» Input data:
PR #457, opened 2023-09-25
Add `get_column_pair_plot`

### LINKED ISSUE #444: Add new get_column_pair_plot
### Problem Description

_As a user, sometimes the plot type selected by get_column_pair_plot is not the best. I'd like to be able to select the plot type to better visualize my data._

### Expected behavior

- In the `sdmetrics.visualization` module, add a method called `get_column_pair_plot`.
    - If the module/file doesn't exist, create it.
- Use the current [get_column_pair_plot ](https://github.com/sdv-dev/SDMetrics/blob/e0a23bfd99d839f520055d9b74498c9d75644b84/sdmetrics/reports/utils.py#L435) function as a starting point.
    - Remove the metadata parameter
    - Add a new parameter called `plot_type`
        - `plot_type` can be 'scatter', 'box', 'heatmap' or None
        - By default, use the dtype of the columns to pick.
            - If both are float/int/datetime, then use 'scatter'
            - If one is float/int/datetime and the other isn't use 'box'
            - If neither are float/int/datetime, use 'heatmap'
- Delete the old `get_column_pair_plot` code.

### Additional context

- If provided, verify that a valid plot_type is given.
- We no longer need any of the metadata validation

pvk-developer:
Resolves #444 

image
image
image
image


sdmetrics/visualization.py
```diff
@@ -309,3 +426,67 @@ def get_column_plot(real_data, synthetic_data, column_name, plot_type=None):
...
+        plot_type (str or None):
+            The plot to be used. Can choose between ``box``, ``heatmap``, ``scatter`` or ``None``.
+            If ``None` select between ``box``, ``heatmap`` or ``scatter`` depending on the data
+            that the column contains, ``scatter`` used for datetime and numerical values,
+            ``heatmap`` for categorical and ``box`` for a mix of both. Defaults to ``None``.
+
+    Returns:
+        plotly.graph_objects._figure.Figure
+    """
+    if len(column_names) != 2:
```
R-Palazzo, line 450: Maybe we can put all the validation in a separate private method, like `_validate_input_plot()` or something else

tests/unit/test_visualization.py
```diff
@@ -363,3 +364,288 @@ def test_get_column_plot_plot_type_distplot(mock__generate_column_plot):
...
+    with pytest.raises(ValueError, match=match):
+        get_column_pair_plot(real_data, synthetic_data, columns)
+
+
+def test_get_column_pair_plot_invalid_plot_type():
+    """Test when invalid plot type is passed as argument to ``get_column_pair_plot``."""
+    # Setup
+    columns = ['start_date', 'end_date']
+    real_data = synthetic_data = pd.DataFrame({'start_date': [], 'end_date': []})
+    # Run and Assert
```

» Action item: Beginning at the first line of the data above, retype each line until you reach the line containing "### Problem Description", and include that one too. Add nothing else.

» Answer box:
PR #457, opened 2023-09-25
Add `get_column_pair_plot`

### LINKED ISSUE #444: Add new get_column_pair_plot
### Problem Description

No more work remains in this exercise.